My 36 year old son has had MS since he was 15. In the early days his problems were the typical physical tingling finger dragging a foot swallowing etc but these seem for now to have abated but he is left with a lot of cognitive problems. These cognitive symptoms isolate him because communicating and organisation are the areas of his brain most effected. His speech can be difficult to understand particularly when stressed and to compound matter further dyslexia limits communication on boards like this. I would be particularly interested in hearing from similar people or carers, he can’t be the only one out there.
My wife has cognitive and comunication problems, so no you aren’t alone. She first developed MS about 30 years ago and is now in her early 50’s. The cognitive and communication difficulties started a couple of years ago. As it progressed I started to notice various ways in which she could gesture; eye movements, head nods, smiles and other facial expressions and have learned to interpret those. I have to ask questions very carefully, avoiding questions with choices and phrase them so that they only require a yes or no answer. And some times I have to be very patient and realise that when I don’t appear to be getting an answer it is because she thinks that she has answered but the MS has interupted that - so it is sometimes a case of trying several different ways for her to communicate an answer.
I don’t know if that is of any help, but at least you know you aren’t alone in facing this problem.
Hi, And I thought I was having a hard time with my sons situation. I could probably learn a lot from you about early signs etc that your wife would have had but I have learned in life if you are not ready to face up to the answer don’t ask the question. I take it you are your wife’s career do you manage to get out at all? Mike
My wife has quite a large are package and we have carers in the house for getting on for 6 hours each day, though I am still the main carer. She has now reached the stage of being pretty much bed-bound. And no that does not mean that your son is likely to follow suit. A cliche I know, but it is true that no 2 people with MS have the same symptoms or outcomes.

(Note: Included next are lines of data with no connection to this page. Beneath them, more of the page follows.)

PR #6198, opened 2024-10-01
feat: remove orphaned blocks from cfg to improve `simplify_cfg` pass.

TomAFrench:
# Description

## Problem\*

Resolves 

## Summary\*

Inspired by https://github.com/noir-lang/noir/pull/6184, I noticed that after simplifying a constant jmpif we wouldn't inline the block following the inlined block into the first block, as an example consider the SSA

```
After Dead Instruction Elimination:
brillig fn main f0 {
  b0(v0: Field, v1: Field):
    constrain v0 == Field 1
    constrain v1 == Field 0
    jmpif u1 0 then: b2, else: b1
  b2():
    v8 = add v0, Field 1
    jmp b3(v0, v8)
  b3(v2: Field, v3: Field):
    v9 = add v0, Field 1
    constrain v2 == v9
    constrain v3 == v0
    constrain v0 == Field 1
    constrain v1 == Field 0
    return 
  b1():
    v7 = add v0, Field 1
    jmp b3(v7, v0)
}
```
Here we can see that we never enter `b2`, instead going `b0 -> b1 -> b3`. However when the simplify_cfg pass looks at the predecessors of `b3` it sees both `b1` **and `b2`** despite `b2` not being reachable anymore. It then doesn't inline `b3` into its sole predecessor.

On master we'll simplify the CFG for the SSA to give the program:
```
After Simplifying:
brillig fn main f0 {
  b0(v0: Field, v1: Field):
    constrain v0 == Field 1
    constrain v1 == Field 0
    v6 = add v0, Field 1
    jmp b1(v6, v0)
  b1(v2: Field, v3: Field):
    v7 = add v0, Field 1
    constrain v2 == v7
    constrain v3 == v0
    constrain v0 == Field 1
    constrain v1 == Field 0
    return 
}
```

This PR checks the previous successors of any block which has it's CFG recomputed to check if they've been left orphaned, if so we remove it from the CFG entirely.

We now instead fully simplify the CFG to give the program:
```
After Simplifying:
brillig fn main f0 {
  b0(v0: Field, v1: Field):
    constrain v0 == Field 1
    constrain v1 == Field 0
    v4 = add v0, Field 1
    v5 = add v0, Field 1
    constrain v4 == v5
    constrain v0 == Field 1
    constrain v1 == Field 0
    return 
}

```

## Documentation\*

Check one:

# PR Checklist\*

### DIFF
--- a/compiler/noirc_evaluator/src/ssa/opt/simplify_cfg.rs
+++ b/compiler/noirc_evaluator/src/ssa/opt/simplify_cfg.rs
@@ -106,7 +106,7 @@ fn check_for_constant_jmpif(
             let call_stack = call_stack.clone();
             let jmp = TerminatorInstruction::Jmp { destination, arguments, call_stack };
             function.dfg[block].set_terminator(jmp);
-            cfg.recompute_block(function, block);
+            cfg.recompute_block(function, block, true);
         }
     }
 }
@@ -171,9 +171,9 @@ fn check_for_double_jmp(function: &mut Function, block: BasicBlockId, cfg: &mut 
         };
 
         function.dfg[predecessor_block].set_terminator(redirected_terminator_instruction);
-        cfg.recompute_block(function, predecessor_block);
+        cfg.recompute_block(function, predecessor_block, false);
     }
-    cfg.recompute_block(function, block);
+    cfg.recompute_block(function, block, false);
 }
 
 /// If the given block has block parameters, replace them with the jump arguments from the predecessor.
@@ -221,8 +221,8 @@ fn try_inline_into_predecessor(
         drop(successors);
         function.dfg.inline_block(block, predecessor);
 
-        cfg.recompute_block(function, block);
-        cfg.recompute_block(function, predecessor);
+        cfg.recompute_block(function, block, false);
+        cfg.recompute_block(function, predecessor, false);
         true
     } else {
         false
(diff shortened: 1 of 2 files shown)


TomAFrench:
We can maybe pull this extra logic out of `recompute_cfg` as we only need to run it when simplifying constant jmpifs rather than every time we recompute the CFG for a block. I just left it here as it maintained the same interface.

TomAFrench:
Seems like the above is required. Marking draft so I can do some cleanup tomorrow.

compiler/noirc_evaluator/src/ssa/opt/simplify_cfg.rs
```diff
@@ -99,14 +98,23 @@ fn check_for_constant_jmpif(
...
+                (*then_destination, *else_destination)
+            };
 
             let arguments = Vec::new();
             let call_stack = call_stack.clone();
             let jmp = TerminatorInstruction::Jmp { destination, arguments, call_stack };
             function.dfg[block].set_terminator(jmp);
             cfg.recompute_block(function, block);
+
+            // If `block` was the only predecessor to `unchose_destination` then it's no long reachable through the CFG,
```
TomAFrench, line 113:
```suggestion
            // If `block` was the only predecessor to `unchosen_destination` then it's no long reachable through the CFG,
```

vezenovm (approved):

PR #6200, opened 2024-10-02
feat: Inclusive for loop

### LINKED ISSUE #6171: Inclusive loops (e.g. `0..=length`)
### Problem

Inclusive ranges are especially useful if you want to iterate over every possible value in a range. Currently the iteration in Noir is like in Rust 1.0 through 1.25 versions. If you want inclusion of the last element, you need to add one to your end value like:
```
fn main() {
    for i in 0..(26 + 1) {
        println!("{}", i);
    }
}
```

### Happy Case

In Rust >=1.26 versions, you can now create an inclusive range and it will be very beneficial to add this syntactic sugar to Noir as well.
Example:
```
fn main() {
    for i in 0..=26 {
        println!("{}", i);
    }
}
```

### Project Impact

Nice-to-have

None

aakoshh:
# Description

## Problem\*

Resolves #6171

## Summary\*

Adds support for inclusive for syntax, e.g. `for i in 0..=10`.

## Additional Context

- Added a `ForBounds` struct to handle the desugaring of `start..=end` into `start..end+1`.
- `ForBounds` has an `inclusive` flag; I thought about adding a `ForRange::RangeInclusive` similar to `std::ops::RangeInclusive` in Rust, but then I thought `for` loops will not have the other variants like `..end`, `start..` and `..`, which wouldn't have two separate expressions, and the flag is simpler. 
- Transforming an inclusive range to Hir and back makes it non-inclusive, but I think that's fine because the block created by `ForRange::into_for` to iterate over the array is not turned back either.

## Documentation\*

Check one:

# PR Checklist\*


compiler/noirc_frontend/src/ast/statement.rs
```diff
@@ -770,13 +771,60 @@ impl LValue {
     }
 }
 
+#[derive(Debug, PartialEq, Eq, Clone)]
+pub struct ForBounds(
+    /*start:*/ pub Expression,
+    /*end:*/ pub Expression,
+    /*inclusive:*/ pub bool,
```
asterite, line 778: What do you think about making these named fields?

compiler/noirc_frontend/src/hir/comptime/interpreter/builtin.rs
```diff
@@ -1514,7 +1514,8 @@ fn expr_as_for_range(
 ) -> IResult<Value> {
     expr_as(interner, arguments, return_type, location, |expr| {
         if let ExprValue::Statement(StatementKind::For(for_statement)) = expr {
-            if let ForRange::Range(from, to) = for_statement.range {
+            if let ForRange::Range(bounds) = for_statement.range {
+                let (from, to) = bounds.into_half_open();
```
asterite, line 1518: We might have to change this built-in macro method to also return a `bool` for whether the range is inclusive or not, but we can do it in a separate PR.

compiler/noirc_frontend/src/lexer/lexer.rs
```diff
@@ -704,7 +720,7 @@ mod tests {
 
     #[test]
     fn test_single_double_char() {
-        let input = "! != + ( ) { } [ ] | , ; : :: < <= > >= & - -> . .. % / * = == << >>";
+        let input = "! != + ( ) { } [ ] | , ; : :: < <= > >= & - -> . .. ..= % / * = == << >>";
```
asterite, line 723: The name of this test now slightly doesn't match because of this, but it's not a big deal (feel free to choose a different name if you want, or leave it as is)

compiler/noirc_frontend/src/ast/statement.rs
aakoshh: I think now that we have constructor methods for them it would be a good change; where they are used in pattern matching the syntax would be very similar, just `{ start, end, inclusive }` instead of `(from, to, inclusive)` 👍

compiler/noirc_frontend/src/hir/comptime/tests.rs
```diff
@@ -160,6 +160,19 @@ fn for_loop() {
     assert_eq!(result, Value::U8(15));
 }
 
+#[test]
+fn for_loop_inclusive() {
```
asterite, line 164: Could you also add a test in test_programs/execution_success that proves that the new loop bounds work? It can be like this program but with an `assert_eq(...)` at the end. Mainly because the interpreter and the actual execution have different code flows (I'm sure the test will pass, but just to prevent regressions).

asterite (commented):
Looks great! I left a couple of comments.

compiler/noirc_frontend/src/hir/comptime/tests.rs
aakoshh: This is great, thanks for pointing me at these tests 👀 

I added a test to `brillig_loop` in 6eee91b3f8a39cbce19e4a880ba83dd7998b3476
Couldn't find any other test about looping specifically that isn't using the `unconstrainted` keyword, which I assume has something to do with Brillig. 
Do you think this is enough, or should I create a separate test case?

compiler/noirc_frontend/src/ast/statement.rs
aakoshh: Renamed to `test_single_multi_char`.

compiler/noirc_frontend/src/hir/comptime/tests.rs
aakoshh: Added another to be sure.

asterite: I think putting it in a separate test is good. Modifying the existing brilling one might be fine too but we'd have to check with the rest of the team: we have some code that checks the number of opcodes produced by program, and by modifying that one it increased (as expected) but I don't know if those programs should not be modified. You could ask Tom or Maxim about this.

aakoshh: I would assume that the reports are there to show any unintended increase due to changes in the compiler. I just wasn't sure whether Brillig does things differently in a way that leaves the normal constrained code paths untested. Having both can't hurt :)

asterite (approved):
Looks great!

PR #6206, opened 2024-10-02
fix: ignore compression of blocks after msg.len in sha256_var

### LINKED ISSUE #6163: sha256_var appears to produce different hash for each block
### Aim

Tried to use sha256_var to produce a hash on a message padded by more than 64 bytes

### Expected Behavior

std::hash::sha256::sha256_var() should produce the same hash for a (message: [u8; N], length: u64) regardless of N

### Bug

each new sha256 block changes the hash value. it does not appear that the values set after the length have any effect on the outputted hash, just the max size of the inputted message array

### To Reproduce

https://gist.github.com/jp4g/d5953faae9eadb2909357474f7901e58

### Workaround

None

### Workaround Description

_No response_

### Additional Context

_No response_

### Project Impact

Blocker

### Blocker Context

_No response_

### Nargo Version

0.34.0+359caafac5e489901d9ff02b08d1a688178d9b0a

### NoirJS Version

_No response_

bb 0.55.0 (not used though)

None

### Support Needs

_No response_

saleel:
# Description

Fix an issue where `sha256_var` produces wrong results for messages with larger paddings

## Problem\*

Resolves #6163 

## Summary\*

`h = sha256_compression(msg_u8_to_u32(msg_block), h)` was run for bytes after length as well. This block is moved to `if msg_start < message_size` block

## Documentation\*

Check one:

# PR Checklist\*


noir_stdlib/src/hash/sha256.nr
```diff
@@ -110,8 +110,10 @@ pub fn sha256_var<let N: u32>(msg: [u8; N], message_size: u64) -> [u8; 32] {
 
         // If the block is filled, compress it.
         // An un-filled block is handled after this loop.
-        if msg_byte_ptr == BLOCK_SIZE {
-            h = sha256_compression(msg_u8_to_u32(msg_block), h);
+        if msg_start < message_size {
+            if msg_byte_ptr == BLOCK_SIZE {
```
vezenovm, line 114:
```suggestion
        if msg_start < message_size & msg_byte_ptr == BLOCK_SIZE {
```
Should be able to collapse this if statement

saleel: Ah yea, had error with this, but just had to add brackets for each condition
Updated now

vezenovm (approved):
Can you also add the test from https://gist.github.com/jp4g/d5953faae9eadb2909357474f7901e58 to our stdlib? If that passes then LGTM.

vezenovm:
> Nice, thank you. I ran those tests with my local Noir build and works well. Let me add it the repo.

I see you added it to `execution_success`. Let's also replicate it in the stdlib Noir tests in the sha256 module where the inputs will be all compile time.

It is difficult for me to get out much - I have manupulated carer visits so that I have a reasonable break in the afternoons - 3 hours between calls that allows me some leeway. I also have some respite (sit-in) time allowed by social services, a magnificent 1 hour per week - which I tend not to squander every week, but manage an evening at the pub about once a month, though I have to be home by 10pm as the carers can’t work any later.
I deem the afternoon break as ‘my time’ and do with it what I want - it is important to try to have some time just for yourself and to do some non-carer things. And yes I do break my rules sometimes.
Trying to watch for ‘early’ signs is just self-punishment - if you are the type of person who can be a carer, and I suspect that you are, then you might just as well jump in blind. Years ago my father gave me a guide in life that has really helped me to come to terms with things; he said “Only worry about the things you can have an affect on. Do what you can and then move on to the next thing. Never waste your time worrying about something you can’t alter - that’s just beating yourself up for no good reason.” I can’t affect the course of the MS but I can affect the quality of life for my wife, so that’s what I do.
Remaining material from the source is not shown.